(Stored data)
PR #887, opened 2020-04-20
Make sure amp styles work with logo centering

laurelfulford:
### All Submissions:

There is a weird case where AMP will add the following CSS to a site, and it will cause the centred logo not to work when they have a width, height and sizes attribute:

```
[width][height][sizes]:not(.i-amphtml-layout-responsive) {
    display: block;
    position: relative;
}
```

This PR adds some 'backup' CSS in this cases, so rather than relying on the `img` to be `display: inline-block`, it will also work when it's display block.

1. Test on a site that's displaying this issue.
2. Confirm that the logo is not centring.
4. Confirm that it fixes the issue.
5. If possible, test on a site that is not displaying this issue on master and confirm that it doesn't cause any issues. 

### Other information:

### DIFF
--- a/newspack-theme/sass/site/header/_site-header.scss
+++ b/newspack-theme/sass/site/header/_site-header.scss
@@ -216,6 +216,7 @@
 
 			img {
 				height: auto;
+				margin: auto;
 				max-width: 100%;
 			}
 		}


jeffersonrabb:
Here are the conditions to replicate the issue:

- AMP transitional mode
- Center Logo theme mod
- Newpack Pop-ups installed 

Newspack Pop-ups enqueues various AMP scripts even if the request is non-AMP, which is probably the cause of the issue.

laurelfulford:
Thanks Jeff!

PR #890, opened 2020-04-21
Feat: Add options to WooCommerce thank you page

laurelfulford:
### All Submissions:

Based on some customer feedback, this PR adds options to simplify the WooCommerce 'Thank You' page. Specifically, it:

1. Adds an option to change the page title (it uses the same 'page' as the checkout page, so you can't just change the page title normally).
2. Adds an option to change the 'thank you' text.
3. Strips down the content of the page to just the transaction details (date, price, payment method...)
4. Adds an option to show the customer's billing information under the transaction details, but hides it by default.

Understandably, this may not cover what everyone wants to do. One step further would be to also add an option to redirect the 'thank you' page to a specific static page that a publisher could set up. So a publication that was only doing donations could build a page that went into a lot of detail about where the money went, and how else people could get involved, and redirect the 'thank you' page there. There's a filter we can use to do this, and I think it could be a pretty quick easy win for publishers who'd like to craft a specific message for this page.

Taking it even further, there's also a WooCommerce extension that will let you do this same thing, on a product-by-product basis: https://woocommerce.com/products/custom-thank-pages/. This could be helpful for publishers who want to sell multiple different products, and have unique thank you messages for each (donations, access to limited products, physical products, etc). 

1. Start with a site with donations set up for easier testing, and Stripe in testing mode. 
2. Set up a page with the Donate block.
3. On that block, click 'Donate Now'. 
4. Fill out the billing information, and submit the order.
5. View the Thank You page:

image

7. Refresh the page:

image

8. Navigate to Customize > WooCommerce > Thank You Page:

image

10. Try changing the page title, the "Thank You" message, and check Display Customer Details. Publish.
11. View the page again; confirm that your title and message appear, and that the customer details appear at the bottom:

image

### Other information:

### DIFF
--- a/newspack-theme/woocommerce/order/order-details-customer.php
+++ b/newspack-theme/woocommerce/order/order-details-customer.php
@@ -1,0 +1,68 @@
+<?php
+/**
+ * Order Customer Details
+ *
+ * This template can be overridden by copying it to yourtheme/woocommerce/order/order-details-customer.php.
+ *
+ * HOWEVER, on occasion WooCommerce will need to update template files and you
+ * (the theme developer) will need to copy the new files to your theme to
+ * maintain compatibility. We try to do this as little as possible, but it does
+ * happen. When this occurs the version of the template file will be bumped and
+ * the readme will list any important changes.
+ *
+ * @see     https://docs.woocommerce.com/document/template-structure/
+ * @package WooCommerce/Templates
+ * @version 3.4.4
+ */
+
+defined( 'ABSPATH' ) || exit;
+
+$show_shipping = ! wc_ship_to_billing_address_only() && $order->needs_shipping_address();
+// temporarily hide shipping for all:
+$show_shipping = false;
+?>
+<section class="woocommerce-customer-details">
+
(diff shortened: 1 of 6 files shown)


newspack-theme/woocommerce/order/order-details-customer.php
```diff
@@ -0,0 +1,68 @@
...
+ * @see     https://docs.woocommerce.com/document/template-structure/
+ * @package WooCommerce/Templates
+ * @version 3.4.4
+ */
+
+defined( 'ABSPATH' ) || exit;
+
+$show_shipping = ! wc_ship_to_billing_address_only() && $order->needs_shipping_address();
+// temporarily hide shipping for all:
+$show_shipping = false;
```
claudiulodro, line 22: Probably want to remove this temporary thing. If correctly configured, the donations should be "virtual products", which means they don't use shipping.

laurelfulford: Thanks Claudiu! I was seeing a shipping address in my testing, but when I tried it on a different test site, I wasn't -- I messed with the product settings at one point, though, breaking how this should work on my localhost.  

I've removed that check in 2b36fec!

Issue #893, opened 2020-04-22
Custom Colours and Typography: Editor preview stopped working


laurelfulford:
Some of the classes have changed in the editor, causing our custom colours and typography not to be applied to the editor.

laurelfulford:
Both the related PRs have been merged, so I'm going to close this issue.

Issue #871, opened 2020-04-08
Button block: Outline style not inheriting colours right


laurelfulford:
The Outline style in the button block has a couple issues:

* When you set the text to white when inside of a cover block, once visited, the text/border will be dark. 
* Hover styles aren't really right (I don't think they should have backgrounds; doing like an opacity shift is probably best). Right now they go dark, which isn't readable against dark backgrounds (unlike the standard buttons, which have a background). 

This may be an opportunity to simplify the Button/Colour styles.

laurelfulford:
This should now be fixed with #899 merged; I didn't include the ticket in that PR.

PR #899, opened 2020-04-24
Update button styles to work with new markup

### LINKED ISSUE #894: Button Block: Updates to Gutenberg cause issues with outline style
Recent changes to Gutenberg have caused a doubled-border effect on the outline-style buttons:

image

A different element in the block is being styled by Gutenberg compared to the theme. Will need to make sure that any fix will work for legacy versions of blocks too (including the previous "Button" version, not just the "Buttons" version), to make sure no sites get broken.

laurelfulford:
### All Submissions:

In Gutenberg 7.9, the button block was updated to remove the `.wp-block-button` container around each link, and add that class to the link itself instead. Unfortunately, the theme relied on that class structure to apply the button styles correctly; this PR updates the styles to work with the new button markup, as well as the old button markup.

The custom colours are not being applied in the editor, even with this fix; #893 may fix this in part but I think I'll need to circle back and do a separate PR for the buttons to fine tune after that's merged. In the meantime, please disregard!

Closes #894 and #871.

1. Make sure you have the latest version of the Gutenberg plugin.
2. Set a custom colour, and a custom typeface.
3. Add button blocks to the editor with the following settings: default; custom text and background color; gradient background; outline styles with default; outline styles with custom text, and outline styles with custom text and background color. 
4. View on the front-end; be disappointed:

image

6. Confirm the front end now looks correct:

image

7. Confirm the editor is at least picking up the right fonts and shapes, but not the colours:

image

8. Turn off the Gutenberg plugin.
9. Edit the page again; add the same types of buttons again. Your original buttons will now be throwing an error, but that can be ignored; the new buttons you're adding will use the old markup, to make sure the styles are backwards compatible. When sites are updated to 7.9+, this will no longer be needed, as the markup gets updated too, but it'll be needed to keep buttons styles working on older versions of the editor.
10. View on the front-end and confirm both sets of buttons are applying custom styles:

image

11. When you turn Gutenberg back on, you'll note the "old" buttons have extra outlines when using the outline style, but this will be fixed Gutenberg (https://github.com/WordPress/gutenberg/pull/21816)

image

### Other information:

### DIFF
--- a/newspack-joseph/inc/child-typography.php
+++ b/newspack-joseph/inc/child-typography.php
@@ -35,7 +35,7 @@ function newspack_joseph_custom_typography_css() {
 			.widget,
 			.widget-title.accent-header,
 			.accent-header,
-			.entry .entry-content .wp-block-button .wp-block-button__link,
+			.entry .entry-content .wp-block-button__link,
 			.entry .article-section-title,
 			button,
 			input[type="button"],
--- a/newspack-theme/inc/color-patterns.php
+++ b/newspack-theme/inc/color-patterns.php
@@ -71,7 +71,8 @@ function newspack_custom_colors_css() {
 		.entry .entry-content .has-primary-color,
 		.entry .entry-content *[class^="wp-block-"] .has-primary-color,
 		.entry .entry-content *[class^="wp-block-"].is-style-solid-color blockquote.has-primary-color,
-		.entry .entry-content *[class^="wp-block-"].is-style-solid-color blockquote.has-primary-color p {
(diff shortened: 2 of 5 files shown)


laurelfulford:
Thanks Jeff! 

> This was a tricky one to assess with the colors not working in the editor

Yeah, it's a bit of a pain to test -- sorry about that! 😕 I'll be re-reviewing how the buttons preview in the editor with both this and #893 merged in, and make any further adjustments if needed there!

laurelfulford:
Created a new issue to dig into the not-totally-there button preview in the editor:

#905

PR #911, opened 2020-05-01
Button Block: Make sure editor colours are correct

### LINKED ISSUE #905: Button Block: Custom colours not applied in the editor
Custom colours are currently not all applied in the editor:

image

A few more tweaks are needed to get this previewing correctly again (even if they are short-term additions). 

Related: #898

laurelfulford:
### All Submissions:

This PR makes sure the button blocks pick up the custom colours in the editor.

It also fixes an issue with the button outline styles on the front end; the button block markup was rolled back in 8.0, so the "fixed" styles were no longer as fixed as they could be 😅 

Closes #905.

This PR should be tested with both Gutenberg 7.9.1 and Gutenberg 8.0; though the markup changes were rolled back in 8.0, they will be re-added down the road with more lead time so themes have a chance to fix the breaking changes before they're changed.

2. Download and roll back to a copy of [Gutenberg 7.9.1](https://downloads.wordpress.org/plugin/gutenberg.7.9.1.zip), if your site isn't running it already.
3. Add a combination of buttons (solid and outline), using the different custom colours.
4. View in the editor and on the front-end, and confirm your buttons are using the colours you applied:

image

image

5. Upgrade to Gutenberg 8.0:
6. In the editor, re-add the same types of buttons with the same settings; the original set may now be throwing errors in the editor, but it will display correctly on the front-end.
7. Confirm that the second set uses the correct colours in the editor and on the front-end:

image

image

### Other information:

### DIFF
--- a/newspack-theme/inc/color-patterns.php
+++ b/newspack-theme/inc/color-patterns.php
@@ -638,7 +638,8 @@ function newspack_custom_colors_css() {
 		}
 
 		.block-editor-block-list__layout .block-editor-block-list__block a,
-		.block-editor-block-list__layout .block-editor-block-list__block .is-style-outline .wp-block-button__link:not(.has-text-color),
+		.block-editor-block-list__layout .block-editor-block-list__block .is-style-outline .wp-block-button__link:not(.has-text-color), /* legacy selector */
+		.block-editor-block-list__layout .block-editor-block-list__block .is-style-outline.wp-block-button__link:not(.has-text-color),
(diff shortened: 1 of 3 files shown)


laurelfulford:
Thanks Jeff! This should be fixed in 4daa89f.

I didn't focus enough on the default colours; when testing this again, can you please try with both the default colours and custom colours, just to make sure I didn't somehow introduce something new? 😬

laurelfulford:
Thanks Jeff! As long as nothing else changes, we should be good... 😅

◆ How to complete this task ◆
Wherever a line in the entries holds "background", copy that line.

◆ Task response ◆
* Hover styles aren't really right (I don't think they should have backgrounds; doing like an opacity shift is probably best). Right now they go dark, which isn't readable against dark backgrounds (unlike the standard buttons, which have a background). 
3. Add button blocks to the editor with the following settings: default; custom text and background color; gradient background; outline styles with default; outline styles with custom text, and outline styles with custom text and background color. 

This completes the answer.